A director at New Zealand’s Crown Infrastructure Partners, with experience in oil, gas and utilities, as well as deep connections to Waikato Tainui, Bella Takiari-Brame CA reiterated this point for small to medium sized enterprises.

“When we look at our SMEs coming out of COVID, there’s two types of businesses; those that no longer exist, and those that have been able to adjust accordingly, whether engaging online, or reimagining their work.

“As trusted advisors it’s paramount that we encourage SMEs to take a step back and think about the long term and what’s important for their values, because I think that’s what will make a difference in encouraging sustainability in everything they do.

“SMEs take contracts from larger businesses and if they are prioritising sustainability, then SME competitors who also prioritise sustainability will get those contracts instead.”

"You have to appeal to the workforce. Millennials and Gen Z are selective about who they work for, and you can’t deny that. If you’re clear on your purpose and incorporate sustainability you will benefit in that regard.”

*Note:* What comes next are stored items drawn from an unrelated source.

PR #23, opened 2019-01-07
Implements pip requirements standard for test

lukehinds:
Start using pip standard for package versioning control as per [0]

The current versions in `test-requirements.yml` are the latest
available releases on pypi.

Closes #20

[0] https://pip.pypa.io/en/latest/user_guide/#requirements-files

PR #1068, opened 2022-08-03
Split and simplify configuration

ansasaki:
Add scripts to convert configuration from the old format to the new split format.

The script extracts the values from the given configuration file and
replaces the fields in the templates.  The templates for the
configuration files in the new split format are also added.

The templates to convert the old single configuration file to the new
split format are added with the convertion script, as well as the
'adjust.py' script to adjust values that changed from the old
configuration option to the new format.

The result of the converted default configuration is also addded in the
'config' directory.

The new configuration file is described in:
https://github.com/keylime/enhancements/blob/master/72_config_and_simplify_tls.md

Signed-off-by: Anderson Toshiyuki Sasaki <ansasaki@redhat.com>


aplanas:
Really neat! I still need to review the code at full but IIUC the plan from now on is that, for any change in the configuration file will require a new set of templates.

I have some general questions:

* Can we avoid using a triplet for the semver? Seems excessive to have a patch level.
* We have at least two versions (we have more, but untracked). I think we should start with `1.0` or `2.0`.
* A glimpse of the code seems to apply a map from the current configs into the last template available. I think that the general algorithm should apply from all the missing one, in a similar way that the SQL migrations
* In the same way, maybe we can think later on a plugin mechanism that can provide default values based on the current deployment, so the dictionary can be enriched migration by migration.
* We duplicate the examples in `config/*` from the ones in the templates, maybe we can generate them from the last template during the package build process so we know for sure that they are always in sync.

Of course the last 3 points are just thoughts for future work, not for this PR. But I love this revamping!

ansasaki:
> Really neat! I still need to review the code at full but IIUC the plan from now on is that, for any change in the configuration file will require a new set of templates.

Yes. The idea is to provide, for each new config version,  the `mapping.json` file to control the replacements (and defaults for missing options), the `adjust.py` for special adjustments needed, and the templates with the patterns to replace. My plan was to be able to use this same script for configuration upgrades in the future, but currently it is not checking the current config version number to decide the needed transformation.

> 
> I have some general questions:
> 
>     * Can we avoid using a triplet for the semver? Seems excessive to have a patch level.

I think we can avoid using the triplet, no problem.

> 
>     * We have at least two versions (we have more, but untracked). I think we should start with `1.0` or `2.0`.

OK, I think it makes sense, I'll start with `2.0` for the new configuration format (and consider the old config `1.0`). 

> 
>     * A glimpse of the code seems to apply a map from the current configs into the last template available. I think that the general algorithm should apply from all the missing one, in a similar way that the SQL migrations

Sorry, I'm not familiar with the SQL migrations. My idea was to generate the configuration files for the latest version if not specified as an initial policy. Ideally we would implement the configuration version check and apply all the transformations on the way. I mean: if the latest config version is 6.0 and we have the 3.0 version to convert, it should apply all transformations from 3.0 to 4.0, 4.0 to 5.0, and finally 5.0 to 6.0.

Maybe I'll squeeze this change in this PR to have the complete "config upgrade" script ready from the beginning.

>     * In the same way, maybe we can think later on a plugin mechanism that can provide default values based on the current deployment, so the dictionary can be enriched migration by migration.

Thinking on more "smart" adjustments needed, I added the `adjust.py` script which is dynamically loaded and executed to apply transformations to the configuration. So what the `convert_config.py` script does:

- Reads the current installed configuration (or the provided input file) to extract the old options values
- Run the `adjust.py` script which transforms values from the old configuration when needed (e.g. replace `CV` with `default` in some options if it was the value found in the config)
- Use the resulting dictionary to replace the values in the templates (for the version specified in the `mapping.json`)

> 
>     * We duplicate the examples in `config/*` from the ones in the templates, maybe we can generate them from the last template during the package build process so we know for sure that they are always in sync.

It makes sense to generate the configs instead of having a static copy based on the latest version. I'll change this.

> 
> 
> Of course the last 3 points are just thoughts for future work, not for this PR. But I love this revamping!

I think it makes sense to add these changes here to have the "config upgrade" solution ready from the beginning

ansasaki:
I modified the `convert_config.py` script to apply each transformation for versions found in the `templates` folder in crescent order. I also added the `--version` option to specify a target version to stop applying transformations. This makes the script usable for configuration upgrades (but requires mappings and templates for each version to be provided).

This changes the version used for configuration files to not use semver triplets for version numbers, but the `MAJOR.MINOR` format.

I also removed the pre-generated config files.

Note that this PR still does not make the changes to the code to use the configuration files in the new format, only adds the scripts and templates to generate the configuration files in the new format.

scripts/convert_config.py
```diff
@@ -0,0 +1,460 @@
...
+
+    if not flat:
+        # If no component was provided, use all available
+        components = COMPONENTS
+    else:
+        clean = list(set(flat))
+        for c in clean:
+            if not c in COMPONENTS:
+                print(f"Unknown component {c}, skipping")
+                clean.remove(c)
```
aplanas, line 162: Ahh Rust would complain here!

```python
>> a = [1, 2, 3, 4]
>>> for i in a:
...   print(i)
...   a.remove(i)
... 
1
3
```

scripts/convert_config.py
```diff
@@ -0,0 +1,460 @@
...
+            info = m[option]
+            try:
+                new[component][option] = old_config[info["section"]][info["option"]]
+            except Exception as e:
+                print(
+                    f"{e}: Using default value \"{info['default']}\" for \"{option}\"")
+                new[component][option] = info['default']
+
+    # If there is an adjust script, load and run it
+    adjust_script = os.path.abspath(os.path.join(version_dir, "adjust.py"))
```
aplanas, line 236: cool! :+1:

scripts/convert_config.py
```diff
@@ -0,0 +1,460 @@
...
+        raise Exception(f"Invalid version string {b}: expected 'MAJOR.MINOR'")
+
+    # After validating the strings format, split and compare
+    (a_major, a_minor) = map(lambda n: int(n), a.strip().split('.'))
+    (b_major, b_minor) = map(lambda n: int(n), b.strip().split('.'))
+
+    if a_major == b_major:
+        return a_minor - b_minor
+    else:
+        return a_major - b_major
```
aplanas, line 307: There is a nice trick.  You can compare tuples. With a code like this you can: validate the version string, extract the content and return a value that can be compared:

```python
>>> import re
>>> v1 = re.findall(r"^(\d+)\.(\d+)$", "1.2")[0]
>>> v2 = re.findall(r"^(\d+)\.(\d+)$", "1.3")[0]
>>> v3 = re.findall(r"^(\d+)\.(\d+)$", "2.0")[0]
>>> v1 < v2; v1 > v2; v2 < v3; v2 > v3
True
False
True
False
```

scripts/convert_config.py
```diff
@@ -0,0 +1,460 @@
...
+
+    if target_version and not target_version in versions:
+        raise Exception(f"Directory for target version {target_version} not "
+                        f"found in {templates}")
+
+    new = {}
+
+    # If the configuration file does not contain a version number, assume it is
+    # in the old format and use the minimum possible version
+    if "version" in old_config.keys():
```
aplanas, line 340: `"version" in old_config`

scripts/convert_config.py
```diff
@@ -0,0 +1,460 @@
...
+        old_version = old_config["version"]
+    else:
+        old_version = '0.0'
```
aplanas, line 343: All can be replaced with `old_version = old_config.get("version", "0.0")`

scripts/convert_config.py
```diff
@@ -0,0 +1,460 @@
...
+
+    for version in versions:
+        # Skip versions lower than the current version
+        if cmp_version(old_version, version) >= 0:
```
aplanas, line 347: Using the tuple trick you can do `old_version >= version`

scripts/convert_config.py
```diff
@@ -0,0 +1,460 @@
...
+        if not os.path.exists(args.templates):
+            raise Exception(
+                f"Templates directory {args.template} does not exist")
+
+        if not os.path.isdir(args.templates):
+            raise Exception(f"File {args.templates} is not a directory")
+
+        templates = args.templates
+    else:
+        templates = "./templates"
```
aplanas, line 435: If you add `default="./templates"` in the `add_argument`, instead of `None`, you can skip this line and also will run the validation (check the the patch exists) in all cases

scripts/convert_config.py
aplanas: Also, should be `"1.0"`?

aplanas (changes requested):
This looks amazing.

scripts/convert_config.py
ansasaki: Thank you for pointing this, I'll change the code.

scripts/convert_config.py
ansasaki: Apparently this doesn't work as expected. I tried this:
```
>>> import re
>>> v2 = re.findall(r"^(\d+)\.(\d+)$", "2.0")[0]
>>> v10 = re.findall(r"^(\d+)\.(\d+)$", "10.0")[0]
>>> v10 > v2
False
>>> v2 > v10
True
```
It could probably work if each string in the tuple was converted to `int`.

scripts/convert_config.py
ansasaki: Thanks, I'll replace it.

scripts/convert_config.py
aplanas:
```python
>>> (10, 0) > (2, 0)
True
```
Ah sorry, indeed should be `int`s.  This will do the job.

```python
v = tuple(int(x) for x in re.findall(r"^(\d+)\.(\d+)$", "2.0")[0])
```

THS-on: There is also the `Version` class from the packaging module that we already use in `api_version.py`.
More information here: https://packaging.pypa.io/en/latest/version.html

scripts/convert_config.py
ansasaki: Thanks, I'll replace everything with `old_version = old_config.get("version", "1.0")`

Since we changed the first version in templates to be `2.0`, we can use `1.0` here.

scripts/convert_config.py
ansasaki: The tuple trick could be used if we convert the version string to tuples of `int`. For now I'll keep the current implementation.

scripts/convert_config.py
ansasaki: Thanks, I'll change the code.

scripts/convert_config.py
ansasaki: I created an "intermediary" solution using the tuples idea to simplify sorting/comparisons. Please check.

scripts/convert_config.py
ansasaki: Using `old_version = old_config.get("version", "1.0")` was not straightforward as I initially thought since `old_config` is not always a normal python dictionary, but can also be a `RawConfigParser` which implements `get` differently. I worked around by catching the exceptions that can be raised. Please check if this is acceptable.

scripts/convert_config.py
ansasaki: As mentioned above, I used the tuple idea to implement an intermediary solution.

scripts/convert_config.py
```diff
@@ -0,0 +1,436 @@
...
+    is reached, otherwise all transformations to the latest version are applied
+    """
+
+    dirs = os.listdir(templates)
+
+    if not dirs:
+        raise Exception(f"No directories found in {templates} for versions")
+
+    # Get a sorted list of the available versions as tuples
+    versions = sorted(list(x for x in set(map(str_to_version, dirs)) if x is not None))
```
aplanas, line 291: Nit: there is no need to convert it to a `list`, `sorted` should use the generator directly.

aplanas (approved):
I did not review that the new fields for the configuration file match the RFC, not the conversion is correct. But this PR provides a mechanism to fix and improve the configuration files, so we should be good.

scripts/convert_config.py
ansasaki: Thanks, fixed!

ansasaki:
> @ansasaki this is looking good. Is it still a WIP?

Yes, but I believe it is almost done. I'm working on the changes in the entire code to use the new configuration format and I'm still debugging (but I'm close to get all services working)

mpeters:
Cool, just let me know when you're ready for a final review and merge.

ansasaki:
@mpeters I think it is now good enough for a final review. I managed to run a minimal attestation test (manually with all services running on the same machine) using the configuration files generated by the script from the default `keylime.conf`.

I want to debug a bit more and fix the tests before pushing the code changes, but I think the config conversion scripts and templates are good to go.

ansasaki:
@THS-on I'm thinking on reverting the change that drops support for encrypted private keys. Is there a particular reason why you added this change to the configuration enhancement proposal?

THS-on:
@ansasaki my idea was to do simplifications where possible. We had a mix of keys were only in some cases the encryption was supported. In my opinion there is no good reason to encrypt them because if you can read the keys than you also can probably read the keylime.conf to read the password.

If you have a good reason for not removing it we can revert it, but I think it adds more complexity than necessary.

ansasaki:
> @ansasaki my idea was to do simplifications where possible. We had a mix of keys were only in some cases the encryption was supported. In my opinion there is no good reason to encrypt them because if you can read the keys than you also can probably read the keylime.conf to read the password.
> 
> If you have a good reason for not removing it we can revert it, but I think it adds more complexity than necessary.

I understand your way of thinking, but keeping the support for password encrypted keys allows the user who wants to use an existing encrypted key. Some may see the removal of this possibility as a regression (although I agree that it does not add extra security).

I went on and added support for encrypted keys in all places. The change also allowed to make the keys/certificates usage more consistent.

THS-on:
> I understand your way of thinking, but keeping the support for password encrypted keys allows the user who wants to use an existing encrypted key. Some may see the removal of this possibility as a regression (although I agree that it does not add extra security).

The question is if someone actually used that feature in the past. I guess is that most users just use the default provided CA which has no encryption by default.


We agree that it does not add any security benefits, so I think the best thing is to remove it with this change because otherwise it adds unnecessarily complexity.  @mpeters @maugustosilva opinions?

mpeters:
If we think there are folks in the wild using this feature, then we would need a deprecation cycle. If we don't think anyone is actively using this, then I'm ok with removing it. It's only really useful if someone has existing certs and can't generate new ones, right?

THS-on:
> It's only really useful if someone has existing certs and can't generate new ones, right?

Yeah pretty much, we also agreed that for automigration we only support the basic setup (only the CV CA is used) of certificates.

THS-on:
@ansasaki if the password discussion is delaying some of your work then we just keep it in for now and the deprecate it later.

kkaarreell:
@ansasaki Hi, I tried to migrate existing tests to new config format but there are some tests failing. It is possible that I have overlooked something while changing options but I can't see what's wrong. Would you mind taking a look?
https://github.com/RedHat-SP-Security/keylime-tests/pull/182

kkaarreell:
I think the problem is that config files under `/etc/keylime/` won't appear on a test system with keylime installation. I can see you have a migration script but how is a user installing latest upstream keylime supposed to create those files? I think we should have them available in a repository. It would be weird if users would be expected to install old `/etc/keylime.conf` and then run the migration script every time. Would it make sense to include these new files in keylime repo and install them on a system with the installation script?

Her comments support a new playbook released by CA ANZ today, How SMEs can create a more sustainable world, that provides a variety of tools, resources and  practical steps for embedding sustainable practices within SMEs.

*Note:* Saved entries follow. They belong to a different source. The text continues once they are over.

PR #1069, opened 2022-08-08
Throw an error if --exclude is used without --allowlist

mbestavros:

### DIFF
--- a/keylime/tenant.py
+++ b/keylime/tenant.py
@@ -1497,6 +1497,8 @@ def main(argv=sys.argv):  # pylint: disable=dangerous-default-value
     args = parser.parse_args(argv[1:])
 
     # Make sure argument dependencies are enforced
+    if args.ima_exclude and not args.allowlist:
+        parser.error("--exclude cannot be used without an --allowlist")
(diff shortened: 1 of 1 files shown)


keylime/tenant.py
```diff
@@ -205,6 +205,8 @@ def process_allowlist(self, args):
             # Process allowlists
             al_data["excllist"] = excl_data
             self.allowlist = al_data
+        elif excl_data is not None:
+            raise UserError("--allowlist must be used alongside --exclude")
```
mpeters, line 209: Maybe a slightly better wording is something like `--exclude cannot be used without an --allowlist`.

The thoughts of storied Australian economist Professor Ross Garnaut AC were likely a favourite for many attendees, as he shared his thoughts on the action needed, while emphasising the role accountants must play.

“The game of investment and trade in zero emissions goods and services is all about certification. If the reductions in emissions are going to come through the decisions of private businesses, whether the pressures are mandatory compliance with the law or voluntary, investors and consumers want to know they’re buying low emissions products.”

“If a business is telling consumers and investors ‘we are zero emissions,’ an accountant has to certify that they are.”

While the consequences of not acting as a collective in response to climate change were existential, Garnaut expressed that on the flipside, there were significant domestic opportunities.

“Australia has a massive interest in the success of global action to contain climate change. It is the country most vulnerable to climate change. It is the country with the renewable energy and land best to prosper most from successful movement to a zero emissions economy. And Australia and New Zealand would both be damaged immensely by the regional political disorder, in the South Pacific, Southeast Asia and South Asia, that would accompany failure of climate change mitigation”. 

“Australia is the odd country out in the developed democratic world on the crucial commitments to action over the next decade. We need to join other developed democracies including New Zealand on a strong 2030 target and methane and coal reductions.”

“Phasing out coal is harder for us and New Zealand of course. But if we joined the US in commitment to zero emissions in power generation by 2035, and managed it well, we would have cheaper, more secure, and more reliable power.”

His comments highlighted both the cost of failure on international cooperation on climate change, opportunities from full participation in successful climate change mitigation, and the important role accountants must play.

In closing, a quote from CA ANZ President Nives Botica Redmayne FCA delivered the call to action for all those in attendance.

“We are well known for charting the best course of action, for making a difference, so shaping a sustainable future is a task fit for us as chartered accountants.”